**WORK ITEM:** Scan the entries that follow and copy out every line containing "resolution".

**Saved data entries:**
•••
PR #415, opened 2019-05-28
Add rfc for using ExUnit for unit tests

iilyak:
## Overview

RFC for using ExUnit for unit tests

## Testing recommendations

N/A

## GitHub issue number

N/A

## Related Pull Requests

- Initial implementation of the RFC https://github.com/apache/couchdb/pull/2039

## Checklist

### DIFF
--- a/rfcs/009-exunit.md
+++ b/rfcs/009-exunit.md
@@ -1,0 +1,122 @@
+---
+name: Formal RFC
+about: Submit a formal Request For Comments for consideration by the team.
+title: 'Use ExUnit testing framework for unit testing'
+labels: rfc, discussion
+assignees: ''
+
+---
+
+# Introduction
+
+With the upgrade of supported Erlang version and introduction of Elixir into our
+integration test suite we have an opportunity to replace currently used eunit
+(for new tests only) with Elixir based ExUnit. 
+
+## Abstract
+
+Eunit testing framework has a number of issues which makes it very hard to use.
+We already use alternative testing framework called ExUnit for integration tests.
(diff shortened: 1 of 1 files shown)


rfcs/009-exunit.md
```diff
@@ -0,0 +1,129 @@
...
+about: Submit a formal Request For Comments for consideration by the team.
+title: 'Use ExUnit testing framework for unit testing'
+labels: rfc, discussion
+assignees: ''
+
+---
+
+# Introduction
+
+With the upgrade of supported Erlang version and introduction of Elixir into our
```
garrensmith: I think just this paragraph should be the introduction. Then the section below should be below the abstract as an actual reason why we want to move to exunit.

rfcs/009-exunit.md
```diff
@@ -0,0 +1,129 @@
...
+- it is hard to skip certain tests when needed
+
+ExUnit shouldn't have these problems:
+- on_exit function is reliable in ExUnit
+- it is easy to group tests using `describe` directive
+- code-generation is trivial, which makes it is possible to generate tests from formal spec (if/when we have one)
+
+## Abstract
+
+Write necessary plumbing to be able to use ExUnit in unit tests.
```
garrensmith: I find the abstracts really confusing but I think this should be more a full summary of the whole RFC. Which is something like, we want to replace eunit because it has a bunch of issues, we will use exunit instead, it solves a lot of these problems. The advantage is we would then use a modern testing framework which is consistent for unit and integration tests.

iilyak:
@garrensmith I moved sections as you've advised.

PR #416, opened 2019-06-06
Mention that _ensure_full_commit is now a no-op

flimzy:
Follow-up to an earlier comment: https://github.com/apache/couchdb/issues/1585#issuecomment-417059810

Will this endpoint ever be revived in the future? If not, perhaps it's worth removing some of the details, and even updating other mentions of it (particularly in the replication protocol documentation)?


janl:
this was done in https://github.com/apache/couchdb-documentation/pull/445, sorry for the dupe

Issue #417, opened 2019-06-07
Update documentation to describe using search indexes


lbboe:
Search index needs to be documented.

kocolosk:
Closed by #418

PR #418, opened 2019-06-07
Add search index documentation

lbboe:
## Overview

Add documentation about using search indexes to query a database using Lucene Query Parser Syntax. 

## GitHub issue number

https://github.com/apache/couchdb-documentation/issues/417


src/api/ddoc/views.rst
```diff
@@ -315,6 +315,1128 @@ including the update sequence of the database from which the view was
 generated. The returned value can be compared this to the current update
 sequence exposed in the database information (returned by :get:`/{db}`).
 
+Search
```
flimzy: Would a better title be 'Indexes' or 'Search Indexes'?  There are many ways to 'search' in CouchDB, so this seems like an ambiguous title.

src/api/ddoc/views.rst
```diff
@@ -315,6 +315,1128 @@ including the update sequence of the database from which the view was
...
+
+To create a search index, you add a JavaScript function to a design document in the database. An index builds after processing one search request or after the server detects a document update. The ``index`` function takes the following parameters: 
+
+1.  Field name - The name of the field you want to use when you query the index. If you set this parameter to ``default``, then this field is queried if no field is specified in the query syntax.
+2.  Data that you want to index, for example, ``doc.address.country``. 
+3.  (Optional) The third parameter includes the following fields: ``boost``, ``facet``, ``index``, and ``store``. These fields are described in more detail later.   
+
+By default, a search index response returns 25 rows. The number of rows that is returned can be changed by using the ``limit`` parameter. However, a result set from a search is limited to 200 rows. Each response includes a ``bookmark`` field. You can include the value of the ``bookmark`` field in later queries to look through the responses.
+
+You can query the API by using one of the following methods: URI, CouchDB Dashboard, curl, or a browser plug-in, such as Postman or RESTClient.
```
flimzy: Does this sentence belong here? It doesn't seem particularly relevant to search indexes. It seems like general information, which might belong in a "getting started" section, rather than in something about indexes?

src/api/ddoc/views.rst
```diff
@@ -315,6 +315,1128 @@ including the update sequence of the database from which the view was
...
+Index functions
+---------------
+
+Attempting to index by using a data field that does not exist fails. To avoid this problem, use an appropriate :ref:`index_guard_clauses`.
+
+.. note:: 
+    Your indexing functions operate in a memory-constrained environment where the 
+    document itself forms a part of the memory that is used in that environment. 
+    Your code's stack and document must fit inside this memory. Documents are limited 
+    to a maximum size of 64 MB.
```
flimzy: Does this 64mb limit apply only to search index functions? If so, this might need to be clarified. If this limit is system-wide, does it need to be (re-)mentioned here?

Assuming the limit only applies to search index functions, what is the consequence of a > 64mb doc? I gather, from reading below, that it will simply be omitted from the index, but it might be good to clarify.

src/api/ddoc/views.rst
```diff
@@ -315,6 +315,1128 @@ including the update sequence of the database from which the view was
...
++------------------------+------------------------------------------------------+-------------------+------------------+-----------------------+-------------------+
+| ``group_field``        | Field that groups search matches                     | yes               |  String          | A string that         | no                |
+|                        |                                                      |                   |                  | contains the name of  |                   |
+|                        |                                                      |                   |                  | a string field.       |                   |
+|                        |                                                      |                   |                  | Fields containing     |                   |
+|                        |                                                      |                   |                  | other data such as    |                   | 
+|                        |                                                      |                   |                  | numbers,objects, or   |                   |
```
flimzy:
```suggestion
|                        |                                                      |                   |                  | numbers, objects, or  |                   |
```

src/api/ddoc/views.rst
rnewson: since this follows the title 'Querying Views and Indexes', I think 'Search' is about as good as you'll get. This is the full-text search feature which _is_ distinct from colloquial uses of the word 'search'.

src/api/ddoc/views.rst
rnewson: agree that this sentence seems unnecessary.

src/api/ddoc/views.rst
rnewson: this is referring to the (default) 64 MiB document size limit, but the point being made here is that the document has to be loaded in order to be indexed. It's appropriate to mention that here, but we should clarify that the 64 MiB limit can be altered.

src/api/ddoc/views.rst
rnewson: +1

src/api/ddoc/views.rst
wohali: @flimzy also, we have started referring to the set of (Mango, JavaScript views, and Search) all as "secondary indexes", so this is fine.

src/api/ddoc/views.rst
```diff
@@ -315,6 +315,1144 @@ including the update sequence of the database from which the view was
 generated. The returned value can be compared this to the current update
 sequence exposed in the database information (returned by :get:`/{db}`).
 
+Search
+======
+
+Search indexes enable you to query a database by using `Lucene Query Parser Syntax <http://lucene.apache.org/core/4_3_0/queryparser/org/apache/lucene/queryparser/classic/package-summary.html#Overview>`_. A search index uses one, or multiple, fields from your documents. You can use a search index to run queries, find documents based on the content they contain, or work with groups, facets, or geographical searches.
+
```
wohali: I want to see a callout box here saying that Search is non-functional without a functioning, cluster-connected Clouesau instance, so that people don't search our docs for "Search" or "Lucene" and think the functionality is provided out of the box.

Sample callout box syntax is here, below the table (line 52): https://github.com/apache/couchdb-documentation/blob/299cc785bf1e631401d13444741d2fac80788513/src/setup/cluster.rst#ports-and-firewalls

src/api/ddoc/views.rst
```diff
@@ -315,6 +315,1144 @@ including the update sequence of the database from which the view was
...
+Search index partitioning type
+------------------------------
+
+A search index will inherit the partitioning type from the ``options.partitioned``
+field of the design document that contains it.
+
+Index functions
+---------------
+
+Attempting to index by using a data field that does not exist fails. To avoid this problem, use an appropriate :ref:`index_guard_clauses <api/ddoc/view>`.
```
wohali: This line is too long. Our documentation maximum line length is 90 characters. The automated tooling will probably start to complain about this after you fix the table formatting issue.

src/api/ddoc/views.rst
```diff
@@ -315,6 +315,1144 @@ including the update sequence of the database from which the view was
...
+you do not have to specify a field name at query time.
+The effect is that the query can be simplified:
+
+.. code-block:: javascript
+
+    query=red
+
+The second parameter is the data to be indexed. Keep the following information in mind when you index your data: 
+
+- This data must be only a string, number, or boolean. Other types will cause an error to be thrown by the index function call.
```
wohali: More lines that are too long here.

src/api/ddoc/views.rst
```diff
@@ -315,6 +315,1144 @@ including the update sequence of the database from which the view was
...
+- If an error is thrown when running your function, for this reason or others, the document will not be added to that search index.
+
+The third, optional, parameter is a JavaScript object with the following fields:
+
+*Index function (optional parameter)*
+
++--------------+----------------------------------------------------------------------+----------------------------------+-----------------+
```
wohali: If you have trouble getting this table to format correctly, you might try the list-table format:

http://docutils.sourceforge.net/docs/ref/rst/directives.html#list-table

We've not used one of these before, but Sphinx (the tool we use for building the docs) claims it's supported here: http://www.sphinx-doc.org/en/master/usage/restructuredtext/directives.html#table-directives

If this works out better for you, but the build breaks still because our version of Sphinx / Docutils is too old, I'll get that fixed for you.

src/api/ddoc/views.rst
```diff
@@ -315,6 +315,1144 @@ including the update sequence of the database from which the view was
...
+			    "index": "function (doc) { ... }",
+			    "analyzer": "$ANALYZER_NAME"
+		    }
+	    }
+    }
+
+.. _api/ddoc/view/language-specific-analyzers:
+
+Language-specific analyzers
+^^^^^^^^^^^^^^^^^^^^^^^^^^^
```
wohali: These all come from (a specific version of) Lucene, yes? Perhaps we should include a link back to Lucene's documentation where the full list is also specified.

src/api/ddoc/views.rst
```diff
@@ -315,6 +315,1144 @@ including the update sequence of the database from which the view was
...
+The available logical operators are case-sensitive and are ``AND``, ``+``, ``OR``, ``NOT`` and ``-``.
+Range queries can run over strings or numbers.
+
+If you want a fuzzy search,
+you can run a query with ``~`` to find terms like the search term.
+For instance,
+``look~`` finds the terms ``book`` and ``took``.
+
+.. note::
+    If the lower and upper bounds of a range query are both strings that contain only numeric digits, the bounds are treated as numbers not as strings. For example, if you search by using the query ``mod_date:["20170101" TO "20171231"]``, the results include documents for which ``mod_date`` is between the numeric values 20170101 and 20171231, not between the strings "20170101" and "20171231".
```
wohali: line too long

src/api/ddoc/views.rst
```diff
@@ -315,6 +315,1144 @@ including the update sequence of the database from which the view was
...
+                "expensive": 278682,
+                "cheap": 257023
+            }
+        }
+    }
+
+.. _api/ddoc/view/geographical_searches:
+
+Geographical searches
+---------------------
```
wohali: Do we need a disclaimer here that this is Lucene's implementation, not the fancy geo index Cloudant also has open sourced? It probably only matters to geo-heads, but if I understand correctly, there's no map projection going on in Lucene, this is just a numerical bounding box.

kocolosk: Makes sense, maybe just something subtle like 

> you can also sort your results by their distance from a geographic coordinate using Lucene's builtin geospatial capabilities.

For the typical reader it'll just seem like a bit of extra verbiage, but a geo-head will understand it's not a `libspatialindex` thing.

kocolosk:
I just added some documentation of the config settings for Dreyfus in the main PR that probably makes sense to include over here: https://github.com/apache/couchdb/pull/2037/commits/0d32708d68432b127154757643f28efd20066330

src/api/ddoc/views.rst
```diff
@@ -315,22 +313,1355 @@ including the update sequence of the database from which the view was
...
++----------------+----------------------------------------------------------+
+| ``indonesian`` | org.apache.lucene.analysis.id.IndonesianAnalyzer         |
++----------------+----------------------------------------------------------+
+| ``irish``      | org.apache.lucene.analysis.ga.IrishAnalyzer              |
++----------------+----------------------------------------------------------+
+| ``italian``    | org.apache.lucene.analysis.it.ItalianAnalyzer            |
++----------------+----------------------------------------------------------+
+| ``japanese``   | org.apache.lucene.analysis.ja.JapaneseAnalyzer           |
++----------------+----------------------------------------------------------+
+| ``japanese``   | import org.apache.lucene.analysis.ja.JapaneseTokenizer   |
```
kocolosk: Remove `import` here

src/api/ddoc/views.rst
```diff
@@ -315,22 +313,1355 @@ including the update sequence of the database from which the view was
...
++----------------+----------------------------------------------------------+
+| ``russian``    | org.apache.lucene.analysis.ru.RussianAnalyzer            |
++----------------+----------------------------------------------------------+
+| ``spanish``    | org.apache.lucene.analysis.es.SpanishAnalyzer            |
++----------------+----------------------------------------------------------+
+| ``swedish``    | import org.apache.lucene.analysis.sv.SwedishAnalyzer     |
++----------------+----------------------------------------------------------+
+| ``thai``       | import org.apache.lucene.analysis.th.ThaiAnalyzer        |
++----------------+----------------------------------------------------------+
+| ``turkish``    | import org.apache.lucene.analysis.tr.TurkishAnalyzer     |
```
kocolosk: Drop the `import` for these three as well.

src/api/ddoc/views.rst
kocolosk: Looking at the rendered layout, though, the parent section is `10.5.5. /db/_design/design-doc/_view/view-name`, which is incorrect for search. Should we move the entire search section one level up so that it's a peer to `_info`, `_view` and `_search_analyze`?

/cc @wohali @flimzy @rnewson 
Screen Shot 2019-06-26 at 9 30 31 PM

src/api/ddoc/views.rst
wohali: This still needs resolution.

src/api/ddoc/views.rst
wohali: There are still lines that are too long, like this one.

src/api/ddoc/views.rst
wohali: Still many lines that are too long in this document. Please resolve.

src/api/ddoc/views.rst
wohali: Still needs resolution.

src/api/ddoc/views.rst
wohali: Still needed.

kocolosk:
@Wohali hmm I thought the Clouseau fallout and the analyzer list were resolved. You’re definitely right about the geo one, though.

wohali:
@kocolosk mostly, it's the lines-too-long stuff. I think our automated checker isn't faulting the source on it right now, but invariably, it will start doing so as soon as it hits `master` ;)

kocolosk:
That’s weird. The linter was definitely faulting too-long-lines earlier in the PR, and Lora fixed everything it was complaining about. I’ll take a look

kocolosk:
`make check` runs clean locally, fwiw

src/api/ddoc/views.rst
wohali: The challenge is that this is the API reference section - specific to actual endpoints. If this is general search documentation, perhaps it belongs somewhere else, not in the Design Document API reference.

My gut reaction would be to put most of the content in the `ddocs/views` directory as its own top level instead, saving the changes to the API reference explicitly for any endpoint API changes only...though it's worth leaving *something* behind for Search here, since it does indeed end up in a ddoc in the long run.

Also not sure how you're getting 10.x out of this, over on docs.couchdb.org this is [1.5.4](https://docs.couchdb.org/en/latest/api/ddoc/views.html). :confused:

src/api/ddoc/views.rst
wohali: For clarity, this still needs a link back to Apache Lucene's documentation somewhere.

src/api/ddoc/views.rst
kocolosk: Yep OK, that makes sense. But I'd still argue that the Search documentation should go up a level since you hit the `_search` endpoint and not the `_view` one when you make requests.

wohali: s4eamxv

kocolosk: This is done -- well, actually we put the Search User Guide directly under "Design Documents" rather than as a child of "Guide to Views". We also have full documentation for `_search_analyze`, `_search` and `_search_info` in the right places.

src/api/ddoc/views.rst
kocolosk: It's not obvious to me what the best link would be. We could use the javadoc for `org.apache.lucene.analysis.Analyzer` from which all of these inherit:

https://lucene.apache.org/core/4_6_1/core/org/apache/lucene/analysis/Analyzer.html

We could use the package documentation for Analysis, which goes into a bunch of detail about how to use these analyzers and what they do -- most of which is not at all relevant for CouchDB users:

https://lucene.apache.org/core/4_6_1/core/org/apache/lucene/analysis/package-summary.html

I guess it doesn't really matter much. I just don't want to send people down a rabbit hole, so let's make sure we're linking to reference material as opposed to required reading.

kocolosk:
OK, I think this is ready to merge, all requested changes have been made and I'm personally happy with the layout and organization of the User Guide and the additions to the API Reference. Thanks @lbboe for this contribution and thanks @flimzy and @wohali for the marathon review!

Issue #192, opened 2024-04-23
Dependency `lasso` fails to compile on nightly toolchain


tychedelia:
See https://github.com/Kixiron/lasso/pull/45. Maintainer appears to be MIA. Looked briefly at Steel's use and it seems non-trivial to factor out.

tychedelia:
Here's the patch from https://github.com/Kixiron/lasso/pull/45/files for anyone who needs it

```toml
[patch.crates-io]
lasso = { git = "https://github.com/lcnr/lasso/", branch = "patch-1" }
```

mattwparas:
Oh that's unfortunate, I hope Kixiron is alright - he's put out some very impressive work.

I'll take a look at this more closely later today.

mattwparas:
I've patched master now to have the patched version of lasso

amkhlv:
please update [steel-core](https://crates.io/crates/steel-core) to use the latest [v7.2 of lasso](https://github.com/Kixiron/lasso)

mattwparas:
It is updated on master, are you asking for a new release?

amkhlv:
I am sorry about this confusion. But the current release just does not build...

mattwparas:
What are you trying to build? Can you provide any more details?

mattwparas:
The current release of steel on crates will have issues on newer rust versions, due to the issue with lasso. If you take a dependency on the git version of steel on the latest master, that should build

I will address the crates release of steel soon

amkhlv:
I tried git version. I my Cargo.toml :

```
steel-core = { git = "https://github.com/mattwparas/steel" }
```

then I am getting:

```
error: failed to select a version for `getrandom`.
    ... required by package `steel-core v0.6.0 (https://github.com/mattwparas/steel#1eb4d9b4)`
```
```
the package `steel-core` depends on `getrandom`, with features: `js` but `getrandom` does not have these features
```

mattwparas:
are you compiling for wasm?

amkhlv:
No. It is a big sloppy personal utilities collection:

[utils/Cargo.toml](https://github.com/amkhlv/usr/blob/master/share/Rust/utils/Cargo.toml)

mattwparas:
Interesting, I was able to reproduce this with your project, but not on a plain project. Taking a look now

mattwparas:
[...]

PR #197, opened 2024-05-02
Fetch version from cargo for repl startup msg

glenn-m:
Sources package version from Cargo instead of a static string in the REPL startup banner.

### DIFF
--- a/crates/steel-repl/src/repl.rs
+++ b/crates/steel-repl/src/repl.rs
@@ -30,6 +30,24 @@ fn display_help() {
     );
 }
 
+fn display_startup() {
+    println!(
+        "{}",
+        format!(
+            r#"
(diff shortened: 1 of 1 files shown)


glenn-m:
I believe this is failing due to https://github.com/mattwparas/steel/issues/192

mattwparas:
> I believe this is failing due to #192

ah that is a bummer isn't it. I'll take a look later today but these changes lgtm. I'll attempt to fix the build as well

mattwparas:
I've patched master, if you rebase, the build should pass

glenn-m:
> I've patched master, if you rebase, the build should pass

Perfect, thank you! I've rebased.

mattwparas (approved):

PR #199, opened 2024-05-04
Load and save history on repl start/exit

glenn-m:
Adds functionality to load/save REPL history, it defaults to the path `~/.steel/history` unless `STEEL_HOME` is set.

### DIFF
--- a/crates/steel-repl/src/repl.rs
+++ b/crates/steel-repl/src/repl.rs
@@ -19,6 +19,8 @@ use std::time::Instant;
 
 use std::env;
 
+use std::fs::File;
+
 use dirs;
 
 use crate::highlight::RustylineHelper;
@@ -138,9 +140,11 @@ pub fn repl_base(mut vm: Engine) -> std::io::Result<()> {
 
     // Load repl history
     let history_path = get_repl_history_path();
-    if let Err(err) = rl.load_history(&history_path) {
-        eprintln!("Failed to load REPL history: {}", err);
-    }
+    if let Err(_) = rl.load_history(&history_path) {
+        if let Err(_) = File::create(&history_path) {
+            eprintln!("Unable to create repl history file {:?}", history_path)
+        }
+    };
 
     let current_dir = std::env::current_dir()?;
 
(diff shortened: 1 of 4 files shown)


crates/steel-repl/src/repl.rs
```diff
@@ -113,6 +136,12 @@ pub fn repl_base(mut vm: Engine) -> std::io::Result<()> {
     let mut rl = Editor::<RustylineHelper>::new().expect("Unable to instantiate the repl!");
     rl.set_check_cursor_position(true);
 
+    // Load repl history
+    let history_path = get_repl_history_path();
+    if let Err(err) = rl.load_history(&history_path) {
+        eprintln!("Failed to load REPL history: {}", err);
+    }
```
mattwparas, line 143: If this file doesn't exist yet, what happens? Will it say that it fails to load? 

Subsequently, will it create the file when attempting to save it the history later on?

glenn-m: Right now it just errors that it cannot open it and continues. I can attempt to write the file if it doesn't exist?

```
     _____ __            __
    / ___// /____  ___  / /          Version 0.6.0 
    \__ \/ __/ _ \/ _ \/ /           https://github.com/mattwparas/steel
   ___/ / /_/  __/  __/ /            :? for help
  /____/\__/\___/\___/_/
    
Failed to load REPL history: No such file or directory (os error 2)
λ > (+ 2 2)
=> 4
λ > 
```

mattwparas: I think attempting to write the file is probably fine. At some point it might be good to implement some kind of max history length or something like that, not sure if the rustyline library supports that out of the box

glenn-m: @mattwparas It will now create the history file if it does not exist. It looks like the rustyline library does support defining a max history size, the default is 100 lines. We could make it user definable, I'm just not sure where to put that. An env var?

mattwparas: Env var is fine for now until a more thorough repl configuration is in place since there hasn't been a need for other configuration up to this point. Maybe just like `STEEL_REPL_HISTORY_LENGTH` or something? And just default to 100 otherwise

Alternatively, we could just leave it at 100 and not make it configurable for now

mattwparas (approved):

PR #203, opened 2024-05-07
Various Nix flake fixes

glenn-m:
* Fix to make `cargo test --all` work in nix shell.
* Fix to allow tests to run successfully with Nix on MacOS
* Add `rustfmt` to Nix shell so that `cargo fmt` works.
* Temporarily patch `lasso` hash until fixes are upstreamed.

### DIFF
--- a/flake.nix
+++ b/flake.nix
@@ -26,7 +26,13 @@
           pname = manifest.package.name;
           version = manifest.workspace.package.version;
           src = gitignoreSource ./.;
-          cargoLock.lockFile = ./Cargo.lock;
+          cargoLock = {
+            lockFile = ./Cargo.lock;
+            # Temporary fix until https://github.com/mattwparas/steel/issues/192 is fixed upstream
+            outputHashes = {
+              "lasso-0.7.2" = "sha256-ibpHfge3nEtwLNghKEQT7ZpTe5kgDf8hbBb9qYHyHcQ=";
+            };
+          };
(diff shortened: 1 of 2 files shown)


flake.nix
```diff
@@ -26,7 +26,13 @@
           pname = manifest.package.name;
           version = manifest.workspace.package.version;
           src = gitignoreSource ./.;
-          cargoLock.lockFile = ./Cargo.lock;
+          cargoLock = {
+            lockFile = ./Cargo.lock;
+            # Temporary fix until https://github.com/mattwparas/steel/issues/192 is fixed upstream
+            outputHashes = {
+              "lasso-0.7.2" = "sha256-ibpHfge3nEtwLNghKEQT7ZpTe5kgDf8hbBb9qYHyHcQ=";
```
mattwparas, line 33: why is this necessary?

glenn-m: I'm not sure exactly why but the `buildRustPackage` function when using a cargo file with a dependency that points to Git it needs this output hash defined. 

Without this hash if I run `nix run` I get:

```nix
       error: No hash was found while vendoring the git dependency lasso-0.7.2. You can add
       a hash through the `outputHashes` argument of `importCargoLock`:

       outputHashes = {
         "lasso-0.7.2" = "<hash>";
       };

       If you use `buildRustPackage`, you can add this attribute to the `cargoLock`
       attribute set.
```

mattwparas (approved):

mattwparas:
thanks!

PR #205, opened 2024-05-09
fix string functions based on character offsets

jrvidal:
I noticed a couple of potential issues with string functions and multi-byte characters. I'm assuming that the affected functions are supposed to be character-based, and not byte based (unlike `string-length`).

### DIFF
--- a/cogs/r5rs.scm
+++ b/cogs/r5rs.scm
@@ -391,6 +391,8 @@
 (check-equal? "string indexing into last character" #\c (string-ref "abc" 2))
 
 (check-equal? "empty substring" "" (substring "abc" 0 0))
+(check-equal? "empty substring at the end" "" (substring "abc" 3 3))
+(check-equal? "empty substring in the middle" "" (substring "abc" 1 1))
 (check-equal? "substring just the first character" "a" (substring "abc" 0 1))
 (check-equal? "substring a larger chunk" "bc" (substring "abc" 1 3))
 (check-equal? "substring with multibyte characters" "λμ" (substring "λλμν" 1 3))
--- a/cogs/r5rs.scm
+++ b/cogs/r5rs.scm
@@ -387,15 +387,16 @@
 
 (check-equal? "string indexing into first character" #\a (string-ref "abc" 0))
 (check-equal? "string indexing with multibyte characters" #\a (string-ref "λa" 1))
-
 (check-equal? "string indexing into last character" #\c (string-ref "abc" 2))
 
 (check-equal? "empty substring" "" (substring "abc" 0 0))
 (check-equal? "empty substring at the end" "" (substring "abc" 3 3))
+(check-equal? "substring without end" "bc" (substring "abc" 1))
 (check-equal? "empty substring in the middle" "" (substring "abc" 1 1))
 (check-equal? "substring just the first character" "a" (substring "abc" 0 1))
 (check-equal? "substring a larger chunk" "bc" (substring "abc" 1 3))
 (check-equal? "substring with multibyte characters" "λμ" (substring "λλμν" 1 3))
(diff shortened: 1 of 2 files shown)


cogs/r5rs.scm
```diff
@@ -386,12 +386,14 @@
 (check-equal? "string length correctly reported for standard string" 3 (string-length "abc"))
 
 (check-equal? "string indexing into first character" #\a (string-ref "abc" 0))
+(check-equal? "string indexing with multibyte characters" #\a (string-ref "λa" 1))
```
jrvidal, line 389: I could add way more tests, but I'm not sure if this is the right place.

crates/steel-core/src/primitives/strings.rs
```diff
@@ -221,24 +221,46 @@ pub fn string_ci_equals(left: &SteelString, right: &SteelString) -> bool {
...
+        value.chars().nth(index)
+    } else {
+        None
+    };
 
-    Ok(SteelVal::CharV(value.as_str().chars().nth(index).unwrap()))
+    if let Some(ch) = res {
+        Ok(SteelVal::CharV(ch))
+    } else {
+        stop!(Generic => "string-ref: index out of bounds: index: {}, string length: {}", index, value.len());
```
jrvidal, line 233: I'm leaving `value.len()` as the "string length", even though that might come off weird in some scenarios:

```
λ > (string-ref "千葉市" 4)
error[E11]: Generic
  ┌─ :1:2
  │
1 │ (string-ref "千葉市" 4)
  │  ^^^^^^^^^^ string-ref: index out of bounds: index: 4, string length: 9
```

crates/steel-core/src/primitives/strings.rs
```diff
@@ -221,24 +221,46 @@ pub fn string_ci_equals(left: &SteelString, right: &SteelString) -> bool {
...
+    }
 }
 
 #[function(name = "substring", constant = true)]
 pub fn substring(value: &SteelString, i: usize, j: usize) -> Result<SteelVal> {
```
jrvidal, line 238: :question: Should `j` be optional? (I think it is in other Schemes)

crates/steel-core/src/primitives/strings.rs
```diff
@@ -221,24 +221,46 @@ pub fn string_ci_equals(left: &SteelString, right: &SteelString) -> bool {
...
+        stop!(Generic => "substring: index out of bounds: left bound: {}", i);
+    };
+
+    let end = if j == i {
+        start
+    } else {
+        chars.nth(j - i - 1).unwrap_or(value.len())
+    };
+
+    Ok(SteelVal::StringV(value[start..end].into()))
```
jrvidal, line 263: This is not quite correct yet, give me a sec.

crates/steel-core/src/primitives/strings.rs
mattwparas: This seems fine to me

crates/steel-core/src/primitives/strings.rs
mattwparas: Yeah it looks like it is optional in Racket - did you want to make that change here?

cogs/r5rs.scm
mattwparas: you can add tests here, or if you'd like more direct ones, you can make a file in either the `success` or `failure` directories [here](https://github.com/mattwparas/steel/tree/master/crates/steel-core/src/tests)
•••
**EXPECTED OUTPUT:**
wohali: This still needs resolution.
wohali: Still needs resolution.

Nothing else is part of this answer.